Shakespeare on screen, A midsummer night's dream : proceedings of the conference

A Midsummer Night's Dream seems to offer `fierce vexations' to film
directors since all the ambiguities of this play in which `everything seems
double' may constitute a challenge to performance. Yet this book will help to
show that it is precisely the rich ambivalence of the text that allows for so many
cinematic variations. If one film cannot render all the ambiguities of the text,
the confrontation of multiple versions can no doubt successfully convey a
multiplicity of interpretations that may merge in the spectators' minds and
grow to `something of great constancy'. If those Shakespearean films have a
life of their own, they also reveal the multifarious facets of a play whose
hybrid, even monstrous, nature is bound to feed `translations' of all sorts.

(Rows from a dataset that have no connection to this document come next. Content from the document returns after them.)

PR #239, opened 2021-04-19
Enable watchdog for ArduinoCore-mbed based boards

aentinger:


src/utility/watchdog/Watchdog.cpp
```diff
@@ -56,3 +73,31 @@ void wifi_nina_feed_watchdog()
   samd_watchdog_reset();
 }
 #endif /* ARDUINO_ARCH_SAMD */
+
+#ifdef ARDUINO_ARCH_MBED
+void mbed_watchdog_enable()
+{
+  watchdog_config_t cfg;
+#if defined(ARDUINO_PORTENTA_H7_M7) || defined(ARDUINO_PORTENTA_H7_M)
```
facchinm, line 81: `ARDUINO_PORTENTA_H7_M` should be `ARDUINO_PORTENTA_H7_M4` :wink:

src/utility/watchdog/Watchdog.h
```diff
@@ -18,21 +18,6 @@
...
- ******************************************************************************/
-
-#include <AIoTC_Config.h>
-
-/******************************************************************************
- * PREPROCESSOR SECTION
- ******************************************************************************/
-
-#ifdef ARDUINO_ARCH_SAMD
-#  include <Adafruit_SleepyDog.h>
```
facchinm, line 32: Is sleepydog included somewhere else?

facchinm (changes requested):

src/utility/watchdog/Watchdog.h
aentinger: No, that's the only spot. But this isn't a change particular to this PR, I simply moved the inclusion from .h to .cpp.

src/utility/watchdog/Watchdog.cpp
aentinger: Good catch!

PR #244, opened 2021-04-27
Implement exponential retry/back-off strategy to avoid router overloading.

aentinger:


facchinm:
I think the big overhead could be due to `pow()` or `std::min`. Can we use arduino's `min` or a simplified version of pow() based on bitshift?

aentinger:
Hi @facchinm :wave:
I was wondering too why such a large increase of flash consumption happened. Good catch! I've replaced it with bit-shift mechanics although I don't particularly like that due to readability. However, the reduction in flash speaks for itself :+1: 

With regards to `std::min` - that was a workaround to allow compilation on all platforms, I've also dropped it (the whole commit).

PR #246, opened 2021-04-28
Disable watchdog for MKR GSM 1400.

aentinger:
GSM connection establishment takes too long - watchdog times out.


aentinger:
Fixed via https://github.com/arduino-libraries/Arduino_ConnectionHandler/pull/58.

PR #251, opened 2021-05-06
enabled `setInsecure()` for ESP32

ubidefeo:
Previously a call to this method had to be omitted, it was only required for ESP8266.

The
purpose of this volume is precisely to explore how A Midsummer Night's
Dream has been `translated' on screen.
This volume includes contributions by Kenneth S. Rothwell, Bernice W.
Kliman, Richard Burt, Nathalie Vienne-Guerrin, Michèle Willems, Olivier
Stockman, Kevin De Ornellas, Sarah Hatchuel, Jay L. Halio, Mark Thornton
Burnett, Pierre Berthomieu and José Ramón Díaz Fernández.